Neste sentido, é curioso perceber que o início do caminho para que houvesse uma possível compreensão em relação ao incômodo diante da declaração feita na CineOP por Rafael de Luna tenha vindo justamente de um texto que reflete esta relação entre vida e morte. Como um insight que muitas vezes tem a capacidade de esclarecer e dar respostas para questões que não conseguimos compreender bem ou colocar em palavras, foram as palavras presentes no primeiro texto do livro lançado na CineOp, um texto de um homem morto, que dariam o início de uma resposta que eu procurava para aquele incômodo. Neste texto, intitulado “O diabo torto”, Gustavo Dahl inicia sua argumentação afirmando: “Os filmes morrem sem gemer” (2015: 25) [3]. Assim como acontece em alguns mistérios de nossas vidas que geralmente são dotados de um poder de síntese que não precisa de muitas palavras para se fazer entender e é suficiente para iluminar um questionamento, Gustavo Dahl se fez presente de forma impactante e enérgica diante dos meus questionamentos. A frase, a primeira do texto selecionado para introduzir o livro citado aqui, estava ali, pronta para dar sentido a todo o meu estranhamento ou incômodo anterior, e só por si mesma já dava pleno sentido a toda a problemática que se apresentava.

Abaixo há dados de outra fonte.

Issue #2076, opened 2026-05-14
Asset pipeline: bake textures at multiple resolutions for runtime quality selection


kuruk-mm:
## Context
The offline asset pipeline currently bakes a single `.res` per texture at one fixed
quality — whichever `texture_quality` was set in the processor context at import time
(`lib/src/asset_server/processor.rs:480`, where `ctx.texture_quality.to_max_size()` caps
the baked texture). At runtime, `ContentProvider::fetch_texture_by_hash` has a fast-path
that loads this pre-baked `.res` from disk
(`lib/src/content/content_provider.rs`, optimized-asset branch in `fetch_texture_by_hash`),
bypassing the network and the decode step.

## Problem
Because there's only one baked variant, the optimized fast-path doesn't honor the runtime
`TextureQuality` setting:

- If a user has runtime quality `High` but the `.res` was baked at `Medium`, they
  silently get `Medium`. No warning, no re-decode, no way to opt out.
- The new `fetch_texture_by_hash_with_quality` / `fetch_texture_by_url_with_quality` APIs
  (`lib/src/content/content_provider.rs`) — which let callers ask for an explicit quality
  (`DclConfig.TEXTURE_QUALITY_LOW/MEDIUM/HIGH/SOURCE`) — cannot use the optimized
  fast-path. They always fall back to a fresh network download + decode, because the
  baked `.res` has unknown quality metadata and can't be trusted to match the request.
- This means any UI or scene component that wants Source / non-default quality pays the
  full bandwidth and decode cost on every load, even when an appropriately-sized variant
  could have been pre-baked.

## Desired behaviour
The asset pipeline should bake multiple resolutions per texture (e.g. a Low/Medium/High
variant set, plus the source bytes), record which quality each baked artifact represents,
and expose enough metadata for the runtime to pick the closest variant for a requested
`TextureQuality`. The runtime fast-path can then serve any quality from disk without
hitting the network.

## Touch points
- `lib/src/asset_server/processor.rs` — bake more than one variant per texture and persist
  per-variant quality metadata.
- `lib/src/content/content_provider.rs` — extend the optimized-asset lookup to choose a
  variant by requested quality; teach `fetch_texture_by_hash_with_quality` to use the
  fast-path when a matching baked variant exists.
- `lib/src/godot_classes/dcl_config.rs` — `TextureQuality` enum is the natural key for
  variant selection.

## Not in scope
- Choosing the exact set of resolutions to bake.
[...]

PR #2077, opened 2026-05-14
refactor(content): quality-parameterized texture fetch API + AsyncImage fallback detection

### LINKED ISSUE #2063: AsyncImage downloads textures at source resolution by default
## Summary
The reusable `AsyncImage` component (`godot/src/ui/components/async_image/async_image.gd`)
defaults its `quality` export to `Quality.ORIGINAL`. This makes every instance bypass
the global texture quality setting and decode the image at its source resolution.

## Where
- `godot/src/ui/components/async_image/async_image.gd` — `@export var quality: Quality = Quality.ORIGINAL`
- The `ORIGINAL` branch calls `Global.content_provider.fetch_texture_by_url_original(...)`,
  which forces `TextureQuality::Source` in `lib/src/content/content_provider.rs`
  (`fetch_texture_by_url_original`), skipping the resize step in `load_image_texture`.

## Impact
- **GPU memory.** A 2048×2048 thumbnail uses ~5.5 MB ETC2 on mobile / ~16 MB uncompressed
  on desktop, vs. ~170 KB at the default 512 px cap. The cost scales with the number of
  `AsyncImage` instances on screen (e.g. carousels).
- **Cache fragmentation.** `fetch_texture_by_url_original` appends `_original` to the cache
  key, so the same URL fetched at `ORIGINAL` and at `DEFAULT` lives in two separate cached
  promises — two downloads, two decodes, two GPU textures.

## Current call sites
- `snap_carousel_card` (`godot/src/ui/components/snap_carousel/snap_carousel_card.tscn`)
  instantiates `AsyncImage` without overriding `quality`, so every snap-carousel card is
  loading full-resolution images for a thumbnail-sized rect.

## Repro
1. Load any UI that hosts a snap carousel with remote images.
2. Inspect texture sizes via the Godot debugger or `image_not_supported`-style probes —
   textures arrive at the source URL's native resolution instead of the global
   texture-quality cap.

kuruk-mm:
## Summary
- Adds `TextureEntry.failed: bool` so callers can distinguish a real texture from the `image_not_supported.png` placeholder that `load_image_texture` returns for unsupported formats / decode errors. `AsyncImage` now checks `result.failed` and routes those cases to its no-image state instead of silently displaying the placeholder.
- Replaces `fetch_texture_by_{url,hash}_original` with `fetch_texture_by_{url,hash}_with_quality(file_hash, url|content_mapping, quality)`. `fetch_texture_by_url` becomes a thin wrapper that reads the global default from `DclConfig::static_get_texture_quality()` — cache keys converge on `{hash}_q{N}`, so the same URL fetched at the same quality is no longer downloaded twice.
- Exposes `DclConfig.TEXTURE_QUALITY_LOW/MEDIUM/HIGH/SOURCE` `#[constant]` items so GDScript callers don't pass magic numbers.
- Updates `dcl_ui_background.rs` (the only Rust caller of the former `_original` hash variant) to use `fetch_texture_by_hash_with_quality(..., TextureQuality::Source)` and the matching `{hash}_q3` `waiting_hash`.

## Why
- Reported: `AsyncImage` silently rendered the magenta/placeholder texture when the URL pointed at an unsupported image format. The fallback was hidden inside the content provider behind an `Ok(...)` result, so the GDScript layer had no way to detect failure. (See #2063.)
- The two existing entry points (`fetch_texture_by_url` and `fetch_texture_by_url_original`) used separate cache namespaces (bare hash vs. `_original` suffix), which meant the same texture could be downloaded and decoded twice when one site asked for the global default and another asked for source quality. Unifying on `{hash}_q{N}` keys avoids that.

## Out of scope
- The optimized-asset (`.res`) fast-path inside `fetch_texture_by_hash` is unchanged. It only honors a single baked quality variant; supporting per-quality variants requires asset-pipeline changes tracked in #2076.

Closes #2063

## Test plan
- [ ] Load a snap carousel with valid images — textures appear as before, no regression.
- [ ] Point an `AsyncImage` at a URL serving an unsupported format (e.g. AVIF) — verify the no-image state renders instead of the magenta placeholder.
- [ ] Confirm a UI background using `DclSourceTex::Texture` still loads (covers `fetch_texture_by_hash_with_quality` + `waiting_hash`).
- [ ] `cargo fmt --all`, `cargo clippy`, `cargo run -- check-gdscript` clean.

### DIFF
--- a/godot/src/ui/components/async_image/async_image.gd
+++ b/godot/src/ui/components/async_image/async_image.gd
@@ -124,7 +124,9 @@ func _async_download(url: String) -> void:
 	var url_hash := _get_hash_from_url(url)
 	var content_mapping
 	if quality == Quality.ORIGINAL:
-		content_mapping = Global.content_provider.fetch_texture_by_url_original(url_hash, url)
+		content_mapping = Global.content_provider.fetch_texture_by_url_with_quality(
+			url_hash, url, DclConfig.TEXTURE_QUALITY_HIGH
+		)
 	else:
 		content_mapping = Global.content_provider.fetch_texture_by_url(url_hash, url)
 	var result = await PromiseUtils.async_awaiter(content_mapping)
@@ -133,5 +135,8 @@ func _async_download(url: String) -> void:
 		_finish_with_error()
 		return
 	if not is_instance_valid(self):
+		return
+	if result.failed:
+		_finish_with_error()
 		return
 	set_texture(result.texture)
--- a/godot/src/ui/components/async_image/async_image.gd
+++ b/godot/src/ui/components/async_image/async_image.gd
@@ -6,11 +6,13 @@ extends Control
 
 signal image_loaded
 
-## ORIGINAL fetches at full resolution (bypasses global texture quality).
-## DEFAULT uses the global texture quality setting (typically Medium = 512px max).
-enum Quality { ORIGINAL, DEFAULT }
+## Optional per-instance texture quality override.
+## NONE → uses the global texture quality setting (DclConfig).
+## LOW/MEDIUM/HIGH/SOURCE values mirror DclConfig.TEXTURE_QUALITY_* — keep in sync with
+## TextureQuality in lib/src/godot_classes/dcl_config.rs.
+enum ForcedQuality { NONE = -1, LOW = 0, MEDIUM = 1, HIGH = 2, SOURCE = 3 }
 
-@export var quality: Quality = Quality.ORIGINAL
+@export var forced_quality: ForcedQuality = ForcedQuality.NONE
 @export var border_radius: int = 12
 @export var border_color: Color = Color("E8B9FF")
 @export var background_color: Color = Color(0.20784314, 0.03137255, 0.32941177, 0.5)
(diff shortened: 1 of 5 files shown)


regenesis-claw (approved):
Clean refactor — the API simplification and cache-key unification read well, and the `TextureEntry.failed` flag is a minimal, correct fix for #2063. A few observations (none blocking):

- **Cache-key migration**: existing entries cached under `{hash}_original` will miss after this lands, causing a one-time re-download for affected textures. Not a bug, just something to be aware of.
- **GDScript ↔ Rust enum sync**: `ForcedQuality` values in `async_image.gd` are kept in sync with `TextureQuality` via comments + the `DclConfig.TEXTURE_QUALITY_*` constants. If the Rust enum ever gains a variant, the GDScript side would silently fall behind — but the current approach is pragmatic and the comment makes the dependency clear.

The deleted `fetch_texture_by_url` duplication is a nice cleanup. `fetch_texture_by_url` as a thin wrapper over `fetch_texture_by_url_with_quality` converges the cache paths properly.

LGTM ✅

Requested by Mateo via Slack

leanmendoza (approved):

  1. A experiência do fim da Herbert Richers

Ainda que um texto possa ser iluminador para uma abertura de consciência em torno dos sentidos que surgem em nossos encontros no mundo das imagens e do campo do real, algumas vezes só é possível encontrar em nossas próprias experiências os indícios necessários para que algumas respostas possam ser aprofundadas no que elas nos motivam e nos desafios que apresentam a cada um de nós. E, neste sentido, uma experiência em particular que tive em torno do universo da preservação vem me acompanhando de forma significativa na minha relação do cinema com as demais imagens e nas diferentes fases de seu processo criativo, mesmo que nem sempre seja possível encontrar respostas claras ou óbvias ao longo desse processo. Durante o mês de abril de 2015, a famosa produtora e estúdio de dublagem Herbert Richers tinha não só ido à falência, como seu acervo havia passado por um processo de completo descaso, sendo inclusive saqueado após o fim de suas atividades. O fim da famosa produtora, responsável por grande parte das dublagens de filmes estrangeiros no Brasil, representa de modo radical um exemplo de uma problemática que acontece de um modo mais ou menos evidente em diversos acervos do país. Nesse caso, para além dos filmes produzidos, tratava-se da maior experiência brasileira em termos de trabalhos de dublagem, o que materializa não só traduções para essas obras, mas também todo um trabalho de criação, dramatização, falas e demais aspectos extremamente desafiadores e complexos, que colocam em jogo diversos níveis da criação e do aspecto cultural da arte e cultura brasileiras. A Universidade Federal Fluminense foi notificada sobre as condições em que se encontrava o acervo e organizou alguns mutirões com alunos e voluntários que estavam dispostos a salvar materiais das mais diferentes naturezas e origens que ainda restavam no local.  Sem entrar em detalhes ou numa narrativa de como isto ocorreu, este acontecimento é capaz de revelar algumas circunstâncias essenciais para o universo da preservação hoje [4].

III. O gesto de salvar um filme > Limites de um ato “sagrado”?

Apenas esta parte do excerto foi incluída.